ASSIGNMENT: Search the listing below for "using". Copy each matching line.

EXERCISE INPUTS:
------------------------------

PR #1947, opened 2017-03-31
feat(tti): increase robustness of perf metrics

patrickhulce:
First round of perf metric investigation, to be judged using #1936 :) Follow-up work includes adding in network reverse search methods for comparison.

- Adds two additional TTI candidates that don't rely on visual completeness.
	- First 500ms window after fMP where 90th percentile EIL is <50ms
	- First 5000ms window after fMP where 90th percentile EIL is <50ms (if at the end of trace, uses a minimum window of as low as 1000ms)
- Falls back to fMP when speedline fails to find screenshots in trace.
- Adds timing data to trace-of-tab computed artifact.

### DIFF
--- a/lighthouse-core/audits/estimated-input-latency.js
+++ b/lighthouse-core/audits/estimated-input-latency.js
@@ -44,9 +44,9 @@ class EstimatedInputLatency extends Audit {
     };
   }
 
-  static calculate(speedline, model, trace) {
+  static calculate(tabTrace, model, trace) {
     // Use speedline's first paint as start of range for input latency check.
-    const startTime = speedline.first;
+    const startTime = tabTrace.timings.firstMeaningfulPaint;
 
     const latencyPercentiles = TracingProcessor.getRiskToResponsiveness(model, trace, startTime);
     const ninetieth = latencyPercentiles.find(result => result.percentile === 0.9);
@@ -84,11 +84,12 @@ class EstimatedInputLatency extends Audit {
     const trace = artifacts.traces[this.DEFAULT_PASS];
 
     const pending = [
-      artifacts.requestSpeedline(trace),
+      artifacts.requestTraceOfTab(trace),
       artifacts.requestTracingModel(trace)
     ];
-    return Promise.all(pending).then(([speedline, model]) =>
-        EstimatedInputLatency.calculate(speedline, model, trace));
+    return Promise.all(pending).then(([tabTrace, model]) => {
+      return EstimatedInputLatency.calculate(tabTrace, model, trace);
+    });
   }
 }
 
--- a/lighthouse-core/audits/estimated-input-latency.js
+++ b/lighthouse-core/audits/estimated-input-latency.js
@@ -45,7 +45,6 @@ class EstimatedInputLatency extends Audit {
   }
 
   static calculate(tabTrace, model, trace) {
-    // Use speedline's first paint as start of range for input latency check.
     const startTime = tabTrace.timings.firstMeaningfulPaint;
 
     const latencyPercentiles = TracingProcessor.getRiskToResponsiveness(model, trace, startTime);
--- a/lighthouse-core/audits/time-to-interactive.js
+++ b/lighthouse-core/audits/time-to-interactive.js
@@ -42,10 +42,9 @@ class TTIMetric extends Audit {
    * @param {number} maxTime
    * @param {{model: !Object, trace: !Object}} data
    * @param {number=} windowSize
-   * @param {number=} minimumWindowSize
    * @return {{timeInMs: number|undefined, currentLatency: number, foundLatencies: !Array}}
    */
-  static _forwardWindowTTI(minTime, maxTime, data, windowSize = 500, minimumWindowSize = 500) {
+  static _forwardWindowTTI(minTime, maxTime, data, windowSize = 500) {
     // Find first window where Est Input Latency is <50ms at the 90% percentile.
     let startTime = minTime - 50;
     let endTime;
@@ -60,7 +59,7 @@ class TTIMetric extends Audit {
       startTime += 50;
       endTime = startTime + windowSize;
       // If there's no more room in the trace to look, we're done.
-      if (maxTime - startTime < minimumWindowSize) {
+      if (endTime > maxTime) {
         return {currentLatency, foundLatencies};
       }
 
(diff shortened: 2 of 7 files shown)


lighthouse-core/audits/time-to-interactive.js
```diff
@@ -90,45 +187,23 @@ class TTIMetric extends Audit {
...
-        }
-        // Get our expected latency for the time window
-        const latencies = TracingProcessor.getRiskToResponsiveness(
-          model, trace, startTime, endTime, percentiles);
-        const estLatency = latencies[0].time;
-        foundLatencies.push({
-          estLatency: estLatency,
-          startTime: startTime.toFixed(1)
-        });
+      const times = {fmpTiming, visuallyReadyTiming, endOfTraceTime};
```
paulirish: can you put a `lastTraceEvtTs` into trace-of-tab?

```js
const traceEndTsInMS = trace.traceEvents.reduce(
          (acc, traceEvent) => Math.max(acc, traceEvent.ts), 0) / 1000;
```
it's from will's https://github.com/GoogleChrome/lighthouse/pull/1936/files#diff-fd99fc8068c6555d1fb3d1c70df7c29cR82

wec can then reuse here (and maybe drop the traceviewer dep) and also in will's #1936

lighthouse-core/test/audits/estimated-input-latency-test.js
```diff
@@ -37,8 +37,8 @@ describe('Performance: estimated-input-latency audit', () => {
     const artifacts = generateArtifactsWithTrace({traceEvents: pwaTrace});
     return Audit.audit(artifacts).then(output => {
       assert.equal(output.debugString, undefined);
-      assert.equal(output.rawValue, 17.4);
-      assert.equal(output.displayValue, '17.4ms');
+      assert.equal(output.rawValue, 16.7);
```
paulirish: to be clear, these changes are only due to the shift from speedline.first to FMP. yes?

lighthouse-core/gather/computed/trace-of-tab.js
```diff
@@ -92,7 +92,16 @@ class TraceOfTab extends ComputedArtifact {
       .filter(e => e.pid === startedInPageEvt.pid)
       .sort((event0, event1) => event0.ts - event1.ts);
 
+    const metrics = {navigationStart, firstPaint, firstContentfulPaint, firstMeaningfulPaint};
+    const timings = {};
+
+    Object.keys(metrics).forEach(metric => {
+      timings[metric + 'Ts'] = metrics[metric] && metrics[metric].ts / 1000;
```
paulirish: the structure of the extInfo objects in TTI/FMP includes both a timings object and a timestamps object. should we do the same here?

lighthouse-core/gather/computed/trace-of-tab.js
```diff
@@ -92,7 +92,16 @@ class TraceOfTab extends ComputedArtifact {
...
+      timings[metric] = timings[metric + 'Ts'] - timings.navigationStartTs;
```
paulirish: adding this guy in here means that if we pass along the data in extInfo then tools like pwmetrics could skip this work: https://github.com/paulirish/pwmetrics/blob/master/lib/metrics.ts#L54-L61

lighthouse-core/audits/time-to-interactive.js
```diff
@@ -37,6 +37,99 @@ class TTIMetric extends Audit {
...
+  }
+
+  /**
+   * @param {{fmpTiming: number, visuallyReadyTiming: number, endOfTraceTime: number}} times
+   * @param {{model: !Object, trace: !Object}} data
+   * @return {{timeInMs: number|undefined, currentLatency: number, foundLatencies: !Array}}
+   */
+  static findTTIAlpha(times, data) {
+    return TTIMetric._forwardWindowTTI(
+      Math.max(times.fmpTiming, times.visuallyReadyTiming),
```
paulirish: can you add a comment here to clarify you are using fmp as fallback?

lighthouse-core/audits/estimated-input-latency.js
```diff
@@ -44,9 +44,9 @@ class EstimatedInputLatency extends Audit {
     };
   }
 
-  static calculate(speedline, model, trace) {
+  static calculate(tabTrace, model, trace) {
     // Use speedline's first paint as start of range for input latency check.
```
patrickhulce: done

lighthouse-core/test/audits/estimated-input-latency-test.js
patrickhulce: yup

lighthouse-core/gather/computed/trace-of-tab.js
patrickhulce: sgtm

lighthouse-core/audits/time-to-interactive.js
patrickhulce: done, but naming `traceEnd` :) to match with event names :)

lighthouse-core/audits/time-to-interactive.js
patrickhulce: done

lighthouse-core/audits/time-to-interactive.js
```diff
@@ -63,9 +63,6 @@ class TTIMetric extends Audit {
         return {currentLatency, foundLatencies};
       }
 
-      // Clip to the trace end
-      endTime = Math.min(endTime, maxTime);
```
paulirish: hmm! why'd you nuke this?
 
fwiw: https://docs.google.com/document/d/1b9slyaB9yho91YTOkAQfpCdULFkZM9LqsipcX3t7He8/edit#heading=h.ooalxriljq1i has details on the clipping approach for EIL

cc @brendankenny

patrickhulce: oh I added this when I did the 5000ms - 1000ms if we reached the end of trace for WPT TTI, but after our convo on Friday about how fake that is I nuked the variable window and just kept the 5 seconds so it wasn't necessary anymore

paulirish: gotcha. ok

patrickhulce:
> want to update pwmetrics-events so we can get these new TTIs plotted in the trace?

done

image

------------------------------

TASK RESULT:
First round of perf metric investigation, to be judged using #1936 :) Follow-up work includes adding in network reverse search methods for comparison.
paulirish: can you add a comment here to clarify you are using fmp as fallback?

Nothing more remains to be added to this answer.